*What you are asked to do*: Top to bottom, every record is to be copied word for word.

:::::

PR #3563, opened 2023-06-08
Fix broken APC on 522 blocking movement forever

Steelpoint:
# About the pull request

Previously the broken APC outside of the central processor would permanently block all mob movement into it once the APC is destroyed, creating an odd situation where people can't enter a regular tile.

This PR changes it so the APC itself is blocking movement, and that it being destroyed will allow people to move into the tile. 

Logical consistency, makes people stop asking why you can't move into a open tile. 

# Changelog

:cl:
fix: Broken APC on 522 no longer blocks movement when destroyed
/:cl:


Drulikar:
The changes done in this PR are the same as the changes in the above mentioned PR except that they also modified the turfs underneath the APC. So for now, will close this. Thank you for submitting this though.

PR #3576, opened 2023-06-09
You can no longer use MMB to attack (probably)

ihatethisengine:
# About the pull request

https://github.com/cmss13-devs/cmss13/pull/3516 this PR changed behavior of middle mouse button clicking, which caused xenos to attack adjustment tiles when attempting to use abilities on cooldown. This PR won't let xenos to attack using MMB, I doubt anyone really used MMB for this. I don't know if it will break anything else tho.

It was unexpected behavior. If I am trying to use my ability, I don't want to attack.

<details>
I cannot test it for now.

</details>

# Changelog
:cl: ihatethisengine
fix: MMB cannot be used to attack again
/:cl:


Drulikar (approved):
Forced a merge from master because this PR was too out of date to even contain the PRs its trying to address.

Mentioned on discord, but probably the only possible change that might need to be done is to make this early return exclusive to xenos; but we can determine that with test merges.

However as is, I cannot currently find any issues with local testing for a xeno or marine.

PR #3577, opened 2023-06-09
Revive Fixes for Boiler: IFF Gas and Cause Data

Drulikar:
# About the pull request

This PR revives #3222 since it was basically fully complete except for a few lingering cause data issues and didn't yet address boiler gibbing gas. See linked PR or changelog for more details. See Testing Photographs and Procedure for some screenshots.

The core change in this PR is that obj/effect/particle_effect/smoke/xeno_burn/Initialize now looks at the faction of the xeno that caused the smoke in the cause_data (resolve_mob would also work except for boiler gibbing smoke) to determine what faction the new smoke should be.

Boilers are basically unusable currently if they aren't the normal hive. The IFF fixes to the gas allow this boiler to not hurt their own hive with their abilities.

<details>

Some cause data examples:
image

IFF'd acid gas:
image
image

Boiler gibbing gas is now IFF'd too:
image
image
</details>

# Changelog
:cl: TeDGamer Drathek
fix: Boilers from other hives generate proper colored IFFed gas
fix: Fixes some death causes with boiler acid gas (for bombard, shroud, and gibbing), neurotoxin gas/stabs, acid shotgun, and xeno spits
balance: Neurotoxin stops processing only in dead mobs
/:cl:


code/modules/mob/living/carbon/xenomorph/abilities/boiler/boiler_powers.dm
```diff
@@ -347,7 +346,7 @@
 		else if(stabbing_xeno.ammo == GLOB.ammo_list[/datum/ammo/xeno/boiler_gas])
 			var/datum/effects/neurotoxin/neuro_effect = locate() in carbon_target.effects_list
 			if(!neuro_effect)
-				neuro_effect = new /datum/effects/neurotoxin(carbon_target)
+				neuro_effect = new /datum/effects/neurotoxin(carbon_target, owner)
```
harryob, line 349:
```suggestion
				neuro_effect = new(carbon_target, owner)
```

code/modules/mob/living/carbon/xenomorph/abilities/boiler/boiler_powers.dm
```diff
@@ -283,27 +284,25 @@
...
 		return
 
-	X.visible_message(SPAN_XENOWARNING("The [X] fires a blast of acid at [A]!"), SPAN_XENOWARNING("You fire a blast of acid at [A]!"))
-
-	var/turf/target = locate(A.x, A.y, A.z)
-	var/obj/item/projectile/P = new /obj/item/projectile(X.loc, create_cause_data(initial(X.caste_type), X))
+	xeno.visible_message(SPAN_XENOWARNING("The [xeno] fires a blast of acid at [target]!"), SPAN_XENOWARNING("You fire a blast of acid at [target]!"))
 
+	var/turf/target_turf = locate(target.x, target.y, target.z)
+	var/obj/item/projectile/proj = new /obj/item/projectile(xeno.loc, create_cause_data("acid shotgun", xeno))
```
harryob, line 301:
```suggestion
	var/obj/item/projectile/proj = new(xeno.loc, create_cause_data("acid shotgun", xeno))
```

code/datums/effects/neurotoxin.dm
```diff
@@ -21,9 +21,8 @@
 	/// Stamina damage per tick. Major balance number.
 	var/stam_dam = 7
 
-/datum/effects/neurotoxin/New(atom/thing)
-	..(thing)
-	cause_data = create_cause_data("neurotoxic gas")
+/datum/effects/neurotoxin/New(atom/thing, mob/from = null)
+	..(thing, from, effect_name)
```
harryob, line 25: not entirely sure why this is preferable to

```suggestion
	. = ..()
	
	cause_data = create_cause_data(effect_name)
```

generally messing with the ..() signature can result in some particularly weird issues - but if this is fixing an issue i'm overlooking lmk

code/modules/mob/living/carbon/xenomorph/abilities/boiler/boiler_powers.dm
```diff
@@ -166,9 +167,9 @@
 	if(!actually_moving)
 		return
 
-	var/obj/effect/particle_effect/smoke/S = new /obj/effect/particle_effect/smoke/xeno_burn(get_turf(mover), 1, create_cause_data(initial(mover.caste_type), mover))
-	S.time_to_live = 3
-	S.spread_speed = 1000000
+	var/obj/effect/particle_effect/smoke/smoke_effect = new /obj/effect/particle_effect/smoke/xeno_burn(get_turf(mover), 1, create_cause_data("dumped acid gas", mover))
```
harryob, line 170:
```suggestion
	var/obj/effect/particle_effect/smoke/xeno_burn/smoke_effect = new(get_turf(mover), 1, create_cause_data("dumped acid gas", mover))
```

harryob (changes requested):

code/datums/effects/neurotoxin.dm
Drulikar: The parent constructor takes four arguments, this constructor is taking two: but in the case of this we want the third argument to always be effect_name and we don't care about the fourth argument.

Also the cause_data should contain the mob from.

Ultimately changing this will mean we waste the construction of cause_data in the parent because we need to redo it if we don't provide those three arguments to the parent constructor.

Drulikar: Currently reverted this change since I think its better to reduce the amount of times cause_data is constructed.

:::::

*Solution to the exercise*:
PR #3563, opened 2023-06-08
Fix broken APC on 522 blocking movement forever

Steelpoint:
# About the pull request

Previously the broken APC outside of the central processor would permanently block all mob movement into it once the APC is destroyed, creating an odd situation where people can't enter a regular tile.

This PR changes it so the APC itself is blocking movement, and that it being destroyed will allow people to move into the tile. 

Logical consistency, makes people stop asking why you can't move into a open tile. 

# Changelog

:cl:
fix: Broken APC on 522 no longer blocks movement when destroyed
/:cl:


Drulikar:
The changes done in this PR are the same as the changes in the above mentioned PR except that they also modified the turfs underneath the APC. So for now, will close this. Thank you for submitting this though.

PR #3576, opened 2023-06-09
You can no longer use MMB to attack (probably)

ihatethisengine:
# About the pull request

https://github.com/cmss13-devs/cmss13/pull/3516 this PR changed behavior of middle mouse button clicking, which caused xenos to attack adjustment tiles when attempting to use abilities on cooldown. This PR won't let xenos to attack using MMB, I doubt anyone really used MMB for this. I don't know if it will break anything else tho.

It was unexpected behavior. If I am trying to use my ability, I don't want to attack.

<details>
I cannot test it for now.

</details>

# Changelog
:cl: ihatethisengine
fix: MMB cannot be used to attack again
/:cl:


Drulikar (approved):
Forced a merge from master because this PR was too out of date to even contain the PRs its trying to address.

Mentioned on discord, but probably the only possible change that might need to be done is to make this early return exclusive to xenos; but we can determine that with test merges.

However as is, I cannot currently find any issues with local testing for a xeno or marine.

PR #3577, opened 2023-06-09
Revive Fixes for Boiler: IFF Gas and Cause Data

Drulikar:
# About the pull request

This PR revives #3222 since it was basically fully complete except for a few lingering cause data issues and didn't yet address boiler gibbing gas. See linked PR or changelog for more details. See Testing Photographs and Procedure for some screenshots.

The core change in this PR is that obj/effect/particle_effect/smoke/xeno_burn/Initialize now looks at the faction of the xeno that caused the smoke in the cause_data (resolve_mob would also work except for boiler gibbing smoke) to determine what faction the new smoke should be.

Boilers are basically unusable currently if they aren't the normal hive. The IFF fixes to the gas allow this boiler to not hurt their own hive with their abilities.

<details>

Some cause data examples:
image

IFF'd acid gas:
image
image

Boiler gibbing gas is now IFF'd too:
image
image
</details>

# Changelog
:cl: TeDGamer Drathek
fix: Boilers from other hives generate proper colored IFFed gas
fix: Fixes some death causes with boiler acid gas (for bombard, shroud, and gibbing), neurotoxin gas/stabs, acid shotgun, and xeno spits
balance: Neurotoxin stops processing only in dead mobs
/:cl:


code/modules/mob/living/carbon/xenomorph/abilities/boiler/boiler_powers.dm
```diff
@@ -347,7 +346,7 @@
 		else if(stabbing_xeno.ammo == GLOB.ammo_list[/datum/ammo/xeno/boiler_gas])
 			var/datum/effects/neurotoxin/neuro_effect = locate() in carbon_target.effects_list
 			if(!neuro_effect)
-				neuro_effect = new /datum/effects/neurotoxin(carbon_target)
+				neuro_effect = new /datum/effects/neurotoxin(carbon_target, owner)
```
harryob, line 349:
```suggestion
				neuro_effect = new(carbon_target, owner)
```

code/modules/mob/living/carbon/xenomorph/abilities/boiler/boiler_powers.dm
```diff
@@ -283,27 +284,25 @@
...
 		return
 
-	X.visible_message(SPAN_XENOWARNING("The [X] fires a blast of acid at [A]!"), SPAN_XENOWARNING("You fire a blast of acid at [A]!"))
-
-	var/turf/target = locate(A.x, A.y, A.z)
-	var/obj/item/projectile/P = new /obj/item/projectile(X.loc, create_cause_data(initial(X.caste_type), X))
+	xeno.visible_message(SPAN_XENOWARNING("The [xeno] fires a blast of acid at [target]!"), SPAN_XENOWARNING("You fire a blast of acid at [target]!"))
 
+	var/turf/target_turf = locate(target.x, target.y, target.z)
+	var/obj/item/projectile/proj = new /obj/item/projectile(xeno.loc, create_cause_data("acid shotgun", xeno))
```
harryob, line 301:
```suggestion
	var/obj/item/projectile/proj = new(xeno.loc, create_cause_data("acid shotgun", xeno))
```

code/datums/effects/neurotoxin.dm
```diff
@@ -21,9 +21,8 @@
 	/// Stamina damage per tick. Major balance number.
 	var/stam_dam = 7
 
-/datum/effects/neurotoxin/New(atom/thing)
-	..(thing)
-	cause_data = create_cause_data("neurotoxic gas")
+/datum/effects/neurotoxin/New(atom/thing, mob/from = null)
+	..(thing, from, effect_name)
```
harryob, line 25: not entirely sure why this is preferable to

```suggestion
	. = ..()
	
	cause_data = create_cause_data(effect_name)
```

generally messing with the ..() signature can result in some particularly weird issues - but if this is fixing an issue i'm overlooking lmk

code/modules/mob/living/carbon/xenomorph/abilities/boiler/boiler_powers.dm
```diff
@@ -166,9 +167,9 @@
 	if(!actually_moving)
 		return
 
-	var/obj/effect/particle_effect/smoke/S = new /obj/effect/particle_effect/smoke/xeno_burn(get_turf(mover), 1, create_cause_data(initial(mover.caste_type), mover))
-	S.time_to_live = 3
-	S.spread_speed = 1000000
+	var/obj/effect/particle_effect/smoke/smoke_effect = new /obj/effect/particle_effect/smoke/xeno_burn(get_turf(mover), 1, create_cause_data("dumped acid gas", mover))
```
harryob, line 170:
```suggestion
	var/obj/effect/particle_effect/smoke/xeno_burn/smoke_effect = new(get_turf(mover), 1, create_cause_data("dumped acid gas", mover))
```

harryob (changes requested):

code/datums/effects/neurotoxin.dm
Drulikar: The parent constructor takes four arguments, this constructor is taking two: but in the case of this we want the third argument to always be effect_name and we don't care about the fourth argument.

Also the cause_data should contain the mob from.

Ultimately changing this will mean we waste the construction of cause_data in the parent because we need to redo it if we don't provide those three arguments to the parent constructor.

Drulikar: Currently reverted this change since I think its better to reduce the amount of times cause_data is constructed.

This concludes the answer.